The developments caused life insurance company analysts at Keefe, Bruyette & Woods to trim third-quarter earnings estimates for life insurance carriers by 3 percent. They shaved full-year 2016 and 2017 earnings estimates by 2 percent each year.
The weakest stock market since the third quarter of 2011, low interest rates coinciding with annual actuarial reviews and a strong dollar amount to “a challenging quarter for many life insurers,” write KBW analysts Ryan Krueger and Blake Mock in a note to investors last week.
Aside from the more “regulatory clarity” around nonbank Systemically Important Financial Institutions (SIFI) and the Department of Labor’s conflict of interest rules, “we see few fundamental catalysts for the group outside of continued M&A by Asian buyers, which we view as limited to the few remaining smaller-cap life insurers,” the analysts wrote.
Potential “takeout candidates” all have drawbacks, they also wrote.
CNO Financial carriers long-term care exposures and Torchmark might be considered too large for potential buyers.
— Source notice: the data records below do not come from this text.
PR #57, opened 2017-01-05
adds more conservative PyMC3 sampling initialization defaults

tyarkoni:
In recent releases, PyMC3 defaults to using ADVI to find a sensible starting point for sampling. It also defaults to a rather large number of initialization iterations (200,000). While this no doubt ensures saner starting points, for the kind of models our users are likely to be fitting, the initial ADVI run is likely to add a non-negligible amount of computation (e.g., I just started fitting a model with ~80k rows and no very many parameters, and the estimated time just for advi to finish is nearly 2 hours!). Also, at least in the one case I tested, initializing with ADVI rather bizarrely appears to break the sampler, in that it causes NUTS to return crazy values (with virtually no variances in the traces) for most parameters.

Since all extra args and kwargs passed to `Model.run()` are passed onto the sampler, the user can easily control this by setting `init=None` and/or `n_init` to a much smaller value. But since the point is to prevent our users from having to think about sampling details as much as possible, I suggest we explicitly set the default `init` to `None` and the default `n_init` to `10000`. I've made changes accordingly.

### DIFF
--- a/bambi/backends.py
+++ b/bambi/backends.py
@@ -122,7 +122,8 @@ class PyMC3BackEnd(BackEnd):
 
             self.spec = spec
 
-    def run(self, start=None, method='mcmc', find_map=False, **kwargs):
+    def run(self, start=None, method='mcmc', init=None, n_init=10000,
+            find_map=False, **kwargs):
         '''
         Run the PyMC3 MCMC sampler.
         Args:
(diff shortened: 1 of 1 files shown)


twiecki:
@tyarkoni That sounds like a pymc3 problem to me. @aloctavodia just found a problem with starting values: https://github.com/pymc-devs/pymc3/pull/1645 Can you see if that changes something?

Likewise, Primerica Inc. prefers independence and Reinsurance Group of America is a reinsurer, not a primary carrier, wrote Krueger and Mock.
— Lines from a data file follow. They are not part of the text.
PR #67, opened 2017-02-23
Stan

tyarkoni:
This PR adds a new `StanBackEnd` that should (in theory) do almost everything that the `PyMC3BackEnd` does. Using it is as simple as specifying `backend='stan'` when initializing a new `Model`. The `StanBackEnd` wraps PyStan, but converts the sampling output into a PyMC3 `MultiTrace` object, which allows us to use all of the existing plotting/summarizing machinery (at least in principle; in practice, I had to hack my way around the normal `MultiTrace` initialization process, so some attributes are probably not set properly).

There are some things to iron out before we can merge this. @jake-westfall, maybe you can take a pass at these? We need to do the following:

* Test everything more thoroughly to make sure it works.

* Modify at least a few of the existing tests to run using the Stan backend. It's probably also worth adding a couple of tests that run with both backends and make sure the resulting estimates are close. We also need to modify the travis config to install PyStan (and maybe add an optional_dependencies.txt file containing PyStan that people can `pip install -r` from).

* Add support for all of the PyMC3 distributions we currently support. The trick here is to map PyMC3 distribution names and arguments onto the Stan language. This is accomplished via the `dists` dictionary in `StanBackEnd`, which maps the PyMC3 dist names onto dictionaries containing the Stan names, argument order, and (optionally) and bounds to impose. The latter is required because in Stan there are no separate distributions for clipped distributions; e.g., half-cauchy is just cauchy with a lower bound of 0. In principle I think all we need to do is add new entries to the `dists` dictionary; I don't think any of the PyMC3 distributions we currently support should introduce any new complications.

* One gotcha right now is that PyStan ignores the `incl_warmup` argument in `extract()` if `permuted=True`. This is reasonable in one sense, because the permuted results concatenate all chains together, and it's arguably weird to include the different initialization points. But it's a problem for us, because to make results commensurable with the `PyMC3BackEnd`, we should really include the burn-in and let the user drop it themselves later. The solution is unfortunately probably going to require us to duplicate some of the PyStan code for reformatting the Stan output, but with the burn-in included.

* Add support for different error distributions. Right now the `StanBackEnd` only supports normally distributed errors, but we should at minimum support the options we support with PyMC3. This shouldn't take much work; I think we just need to modify the specification of the `yhat` term and the model error.


tyarkoni:
The tests are passing on Python3 but failing on Python2 on travis. The pymc3 import seems to be failing on Python2; not sure if this is a temporary glitch somewhere or something we need to address, but I guess we can wait and see.

tyarkoni:
Couldn't figure out the Python2 import issue, but it goes away if I move all the `BackEnd` classes back into a single module. So I went with that for now.

bambi/results.py
```diff
@@ -34,80 +37,77 @@ def summary(self):
         pass
 
 
-class PyMC3Results(ModelResults):
-
+class MCMCResults(ModelResults):
```
tyarkoni: Do we actually need separate `MCMCResults` and `SampleArray` classes at this point? I don't have any objection to keeping them both, but I'm wondering if we couldn't just consolidate them both into `MCMCResults`. I guess the main benefit of keeping the separation is we could potentially store multiple `SampleArray`s in a single `MCMCResults` (especially given the suggested pattern of `.fit(..., backend=['stan', 'pymc'])`). But I think returning a list of `MCMCResult` objects is probably more intuitive in that situation anyway. Thoughts?

jake-westfall:
I'm not committed to the current organization at all. I mainly just wanted to get the SampleArray code into the codebase so we could start discussing it and what the best organization might be. Rolling that functionality into MCMCResults makes sense to me.

twiecki:
What's the benefit of the Stan backend?

tyarkoni:
I don't know that there's a clear benefit to the Stan backend in particular; the idea is more to have a backend-independent way of fitting common models—and currently PyMC and Stan are the two obvious packages to support. As far as why we would want to support multiple backends, there are several benefits:

* Different backends could in principle differ substantially in their efficiency at fitting certain kinds of models, so it's nice to be able to switch between them instantly if one backend runs into problems on a given model;
* It makes comparison of multiple backends very easy, in terms of both parameter estimates and speed;
* It separates plotting/diagnostics/summarization from sampling, so that (a) we theoretically only need to write new functionality once, which instantly applies to results from all backends, and (b) we ensure that identical code is applied independently of backend (e.g., there's no possibility for differing implementations in summaries, plots, etc.).

jake-westfall:
The latest commits completely phase out pymc3 MultiTrace objects. pymc3 and stan now return identical MCMCResults objects (except for internal/transformed parameters). And now you can do nice slicing and selection directly on MCMCResults objects like:

    fit = model.fit('Y ~ continuous + dummy + threecats',
           random=['0+threecats|subj', '1|item', '0+continuous|item',
                   'dummy|item', 'threecats|site'],
           backend='pymc3', samples=1000, chains=2)
    fit[50:, ['Intercept','threecats']].get_chains(1).to_df()

which returns a 3-column DataFrame of samples for the intercept and the two `threecats` dummy predictors. The `to_df()` method replaces the older `get_trace()` method, which never actually made it into any of the documentation or examples. 

Summary and plotting methods not implemented yet, they're next. That and implementing effective_n, gelman_rubin, and HPD intervals from scratch.

bambi/backends/stan.py
```diff
@@ -69,9 +69,13 @@ def build(self, spec, reset=True):
...
-            ''' Stan only allows alphanumeric chars and underscore, so replace
-            all invalid chars with '_' and track for later re-substitution. '''
-            clean = re.sub('[^a-zA-Z0-9\_]+', '_', name)
+            ''' Stan only allows alphanumeric chars and underscore, and
+            variable names must begin with a letter. So replace all invalid
+            chars with '_', prepend with 'b_', and track for later
+            re-substitution. '''
+            if name in self._original_names:
+                return name
+            clean = 'b_' + re.sub('[^a-zA-Z0-9\_]+', '_', name)
```
tyarkoni: I thought we were going to drop the 'u_' and 'b_' prefixes? Or do you want to leave them in for now and handle that separately? I'm fine either way.

tyarkoni:
The latest changes look great! I particularly like the implementation of `__getitem__`.

One issue that came up with the introduction of the non-centered parameterization (so far just to the `PyMC3BackEnd`, though stan is next) is that we need some way to flag the offset parameters for exclusion from default summarization/plotting. Do we want to stick with the PyMC3 convention of trailing underscores (or double underscores) denoting parameters that should be suppressed by default? Then I can rename the offset parameters to end with "offset_", and we can do the rest in all backends any time there's a parameter that should be suppressed (e.g., Stan's Lp).

bambi/backends/stan.py
jake-westfall: Yeah, so the u_ and b_ prefixes are gone as far as the user can see. (Well, unless they look at the underlying Stan model code, I guess.) The issue is just that Stan doesn't like parameter names to start with numbers, but this conflicts with our random intercept terms that have names like '1|subject'. So I had a prepend some arbitrary letter prefix to avoid this, and chose 'b_' for no particular reason -- I guess my thought was just that if a user did somehow look at the underlying Stan code and saw the b_ prefixes mysteriously added to the parameter names, maybe they wouldn't think it looked too weird.

jake-westfall:
Yeah, I saw that this would be an issue, but the current changes ignore it. (Since the offsets are random terms, they will be excluded from the `.summary` and `.to_df` output by default anyway, but they will pollute the output if someone requests hide_ranefs=False.) The trailing underscore convention seems like a simply, easy solution, but of course it could potentially lead to problems if users name parameters with underscores at the end for some reason. I kind of thought the current solution implemented in `_get_transformed_vars` (which does something like checking for parameters names that are another parameter name plus some stuff, although the code I wrote back then is not too obvious at first glance...) might automatically catch and flag these, but that didn't appear to be the case. But anyway, I think a cleaner solution might involve making a little tweak to `_get_transformed_vars` so that the offset variables get included in the resulting list, even if it's just some dumb strategy like checking for parameter names ending with '_offset' :p

bambi/models.py
```diff
@@ -746,9 +746,9 @@ def __init__(self, name, data, categorical=False, random=False, prior=None,
 
         # For the sake of computational efficiency (i.e., to avoid lots of
         # large matrix multiplications in the backends), invert the dummy-
-        # coding process and represent binary categoricals as a vector of
+        # coding process and represent full-rank dummies as a vector of
         # indices into the coefficients.
-        if data.shape[1] > 1 and ((data == 0) | (data == 1)).all():
+        if constant and data.shape[1] > 1 and ((data == 0) | (data == 1)).all():
```
tyarkoni: Hmm... can we keep using the same approach for reduced-rank coding, but just index from 0 below if `not constant`, instead of from 1? Or would that still break something?

jake-westfall: I don't think that particular tweak would work (although I admittedly haven't tried it), because the main issue is that, for the reference level, there is no valid index for indicating the non-zero column because all columns are zero for the reference level. So we would probably have to do something involving a special value (like None or a negative index) for that case to differentiate it from the case of a valid index of 0. My guess is that we could work out a solution for this if we wanted to, and did I almost try. I decided not to simply because this would only affect fixed categoricals, which will rarely have more than handful of levels anyway, so it's not clear that the compression would have any noticeable impact anyway (unlike for random effects which may have many levels).

jake-westfall: Thinking about this also gave me the idea that we might be able to efficiently handle big random terms generally (i.e., not just random intercepts but also random slopes) by using some basic sparse matrix multiplication techniques, which is essentially what we are doing now. It looks like scipy has some sparse matrix classes, but we might not need all that machinery if the only two things we need to do are represent the data and multiply it by a vector. I found [this nice page](https://www.cs.cmu.edu/~scandal/cacm/node9.html) which makes me think it might actually be fairly easy to do ourselves for cheap. Could be worth exploring more.

tyarkoni: Your explanation re: the n-1 coding makes sense. Re: sparse matrices, we could certainly represent represent the data as sparse scipy matrices, but that wouldn't really save us any work in terms of the backends, because I don't want to deal with sparse matrices in the backends (and AFAIK, Stan doesn't even support them). So we would still need to collapse the matrices into the index-based representation.

The other issue is that we use patsy to generate the predictor matrix, and unless patsy can implicitly create and return sparse matrices, we're already committed to representing the dense matrix in memory at least transiently, so we wouldn't really gain anything unless you think it will help with the scaling calculations. But so far it doesn't seem like anything other than the backend computations is slowing things down.

bambi/backends/stan.py
```diff
@@ -74,11 +97,13 @@ def build(self, spec, reset=True):
...
             ''' Stan only allows alphanumeric chars and underscore, and
             variable names must begin with a letter. So replace all invalid
-            chars with '_', prepend with 'b_', and track for later
+            chars with '_', prepend with 'b_' if needed, and track for later
             re-substitution. '''
             if name in self._original_names:
                 return name
-            clean = 'b_' + re.sub('[^a-zA-Z0-9\_]+', '_', name)
+            clean = re.sub('[^a-zA-Z0-9\_]+', '_', name)
+            if re.search(r'^\d', clean) is not None:
```
tyarkoni: This makes sense, but it turns out that Stan reserves a whole bunch of names that can't be used as variables, and I think it will probably be fairly common to run into these. E.g., the ESCS example won't run because 'floor' is a function name. So I'm going to revert to always prepending variable names, even if they don't start with numbers, just to be on the safe side.

jake-westfall:
The second image in the README (of the .summary() output) is not displaying correctly in the Stan branch, but it'll display correctly after merging into master.

tyarkoni:
Not sure why tests are failing on travis; they were passing on the stan branch just before the merge. They also pass locally.

jake-westfall:
Looks like this is discussed [here](https://github.com/pymc-devs/pymc3/pull/1934), and is [fixed](https://github.com/pymc-devs/pymc3/pull/1934/commits/33406e88305a45b9920610ca8290df6a84211c3b) on the pymc3 master as of 9 days ago. But evidently not on the pip version. Any thoughts about (or is it even possible to) making travis install pymc3 from github instead of pip? I'm really not sure how many of our users would be installing the pymc3 dependency from pip vs. github, especially since we give instructions for both ways in our README.

tyarkoni:
It's certainly possible to install pymc3 from master on travis, but the problem with doing that is we then won't know if the current PyPI release fails, which is what most people will be using, and is what we should probably support. We could put both master and latest PyPI in the travis matrix, which would cover all the bases.

FWIW, it looks like the fix for that issue *is* in the latest PyPI release (from 3/30), which was before I merged the Stan branch... so I'm not sure what's going on. Also doesn't explain why the tests passed in the stan branch but not when merged. Let's see if the currently running tests pass.

twiecki:
we'll release 3.1 very soon. there's already a release candidate

tyarkoni:
@twiecki cool, thanks for the update. We'll probably just sit tight and wait for that then, and in the unlikely event that anyone has problems in the meantime, we'll tell them to update from master.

Share repurchases “should remain healthy,” in the third quarter even if repurchase transaction volumes run lower than in the first three months of this year, the KBW analysts wrote.
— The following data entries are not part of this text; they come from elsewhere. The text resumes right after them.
PR #68, opened 2017-02-26
Result names

jake-westfall:
This fixes a few different bugs with .summary() and .get_trace(). Some of these were bugs that were introduced in the previous commits that add diagnostic info to .summary(), but that only occurred in cases that don't appear in our tests. One appeared to be a long-standing (but not previously documented) bug with models that feature random slopes of categorical predictors with >2 levels.

The reason these cases have slipped through our tests is because testing them would require actually compiling/sampling such models, which would add a lot of testing time, and we have been trying to compile as few models as possible in the tests because they already take forever. 

Sadly I suspect most of this new code will have to be reworked again when we eventually merge in the Stan branch, but in the meantime I think these fixes are fairly high-priority.

### DIFF
--- a/bambi/models.py
+++ b/bambi/models.py
@@ -508,7 +508,6 @@ class Model(object):
             data = dmatrix(f, data=data, NA_action=Ignore_NA())
             cols = data.design_info.column_names
             data = pd.DataFrame(data, columns=cols)
-            # data = pd.DataFrame(data, columns=[c.split(':')[0] for c in cols])
 
             # For categorical effects, one variance term per predictor level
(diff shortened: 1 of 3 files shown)


tyarkoni:
Looks good. In theory, I don't think the `StanBackEnd` should require extensive changes to this code; I don't see (m)any places where what you're doing here specifically touches the `PyMC3BackEnd`, but I could be missing something. The naming conventions *should* be identical for both back-ends (and if they currently aren't, we should probably fix that in the respective backends, rather than accounting for discrepancies after the fact).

Companies buy back their own stock to raise the value of shares that are still available on the market or to reduce or eliminate threats by shareholders looking for a controlling stake.
Meanwhile, early indications for companies with robust advisory business models that rely more heavily on fee income than on market performance or interest rates indicate a smoother earnings reporting period over the next two weeks
Two of the nation’s largest wealth management advisors, Ameriprise Financial Inc. in Minneapolis and Raymond James Financial Inc. in St. Petersburg, Florida, report quarterly earnings after market close on Wednesday.
Ameriprise management expects sturdy growth in the company’s Advice and Wealth Management (AWM) and segment, even if operating earnings growth is expected to be most compared with the previous quarter because of lower seasonal activity, according to Zacks Equity Research.
“Moreover, it anticipates a less robust earnings potential from the fixed annuities division in the quarter, given the anticipated headwind of lower long-term interest rates,” according to comments on Monday by Zacks Equity Research.
“Further, management’s expectations of improvement in productivity of the AWM segment as well as the recruiting pipeline will be reflected in the upcoming release,” Zacks said. ”Also, the launch of a new product with The Blackstone Group LP is expected to add flows in the quarters ahead.”
Ameriprise generates tens of millions of dollars in fees selling financial advice and the company’s robust assets under management and rising demand for advisory services should be continue into this quarter — so long as the company keeps a tight lid on expense management, Zacks analysts said.
Raymond James, which has recruited dozens of veteran advisors from wire houses and regional broker-dealers over the last 18 months, appears on track to deliver robust quarter and year-end performance, Zacks analysts wrote.
The Private Client Group, one of the company’s top performing segments, generates stable revenue through fees.
Acquisitions to boost its insurance unit indicate Raymond James is serious about diversifying its income streams, Zacks researchers wrote. However, “mounting expenses” in the form of higher compensation costs are beginning to sap the company earnings strength, Zacks added.
Noninterest expenses have increased at a compound annual growth rate of 11.4 percent over the last three fiscal years and have in the first nine months of 2015 as well, the analysts wrote.
“Additionally, compliance-related costs and increasing competition in the space will likely outweigh the company’s cost-control measures, resulting in higher costs,” Zacks researchers wrote.
The Charles Schwab Corp., the San Francisco-based banking, brokerage and financial advisor, last week reported third-quarter earnings of $376 million, an increase of 17 percent over the year-ago period.
Earnings came to 28 cents per share. Adjusted for nonrecurring gains, earnings came to 27 cents per share, company said.
The results beat Wall Street expectations. The average estimate of 11 analysts surveyed by Zacks Investment Research was for earnings of 26 cents per share.
The company posted revenue of $1.6 billion in the period, also beating forecasts. Six analysts surveyed by Zacks expected $1.58 billion, according to the Automated Insights and the Associated Press.
Schwab appears to have benefitted from market swoons as investors flocked to advisors during the latest quarter, which saw the Standard & Poor’s 500 index drop 11 percent in just six days in August before bouncing back.
“Faced with economic uncertainty and the resulting market volatility, investors increasingly turned to our advice offerings throughout the quarter,” said CEO Walt Bettinger in a news release.
About 36,000 accounts enrolled in one of the company’s advisory solutions during the last three months, Bettinger said.